2006-06-01

LA DIMENSION POLITICA DE LA LUCHA DE ÑANCUPEL

(Retrato hablado de Pedro Maria Ñancupel Alarcon)

El Chiloé que le toca vivir a Ñancupel es un mundo tensionado entre la tradición y la modernidad; entre formas de vida convencionales y el progreso ascendente; sin ley ni autoridades legítimas; donde los cambios económicos sociales y económicos están transformando las bases culturales de la tradicional identidad cultural chilota; y en medio de un proceso de crecimiento económico donde se abren oportunidades para quien quiera tomarlas.
Por eso, cuando Pedro Ñancúpel arriba a las Guaitecas se encontrará con un pueblo bullante y con gran dinamismo económico.

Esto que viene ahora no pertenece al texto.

PR #212, opened 2020-09-17
Bump golangci-lint to use the new version subcommand.

porridge:

The new release has a `version --short` subcommand that makes it possible to get rid of the somewhat hacky parsing.


nfnt (approved):
LGTM!

zen-dog (approved):
🚢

El archipiélago, en particular hacia el sur, adquiere vitalidad y movimiento: chalupas de loberos, balandras, balsas de leñadores, fragatas y pequeñas naves se llevan las riquezas a los mercados de Chiloé, donde serán transportadas al hemisferio norte, y regresan cargadas de suntuosas mercancías
Junto a las viviendas de los pescadores, se encuentran comercios de diversa índoles, tabernas y prostíbulos. Lugares donde conviven los tradicionales chilotes ligados a la tierra, pescadores, cazadores de focas y lodos marinos, comerciantes, leñadores, obreros forestales, indígenas, curas y aventureros de todo tipo….
Sin embargo, junto a ese mosaico social, Ñancúpel descubre un elemento central: la existencia de un pueblo sin ley ni orden, donde el Estado de Derecho es algo lejano y distante. Descubre un lugar donde el progreso parece depender de la voluntad personal y de la capacidad emprendedora de cada cual. En un sentido figurado, Ñancúpel llega a vivir a un lugar donde ni la tradición ni la ley son importantes, sólo la voluntad de dominar la naturaleza y los otros. Es la figura de los pueblos sin ley del Lejano Oeste que muestran los clásicos western americanos.
Pero será en ese lugar, donde Ñancúpel tomará conciencia que no todo lo que brilla es oro. Comprende que el poder lo detenta una persona: Ciriaco Alvarez, comerciante explotador de la riqueza del Ciprés, su poder radica tanto en el dinero que posee, como en sus relaciones con el poder político y su propio ejército personal que le hace imponer su ley personal como ley general.
Quien no aceptaba la ley de Ciriaco Alvarez tenía tres opciones: morir, escapar de Chiloé o dedicarse al bandolerismo. Esta última es la opción de Ñancúpel. Opción que le dará tanto la libertad que tanto añoraba, como un destino trágico que sólo se resolverá con la muerte.
Al adoptar el bandidaje, la piratería y el robo como formas de supervivencia en ese medio, decide enfrentarse directamente con el Poder y quienes lo detentan. Por eso el pirata se transforma en un “enemigo del Estado”.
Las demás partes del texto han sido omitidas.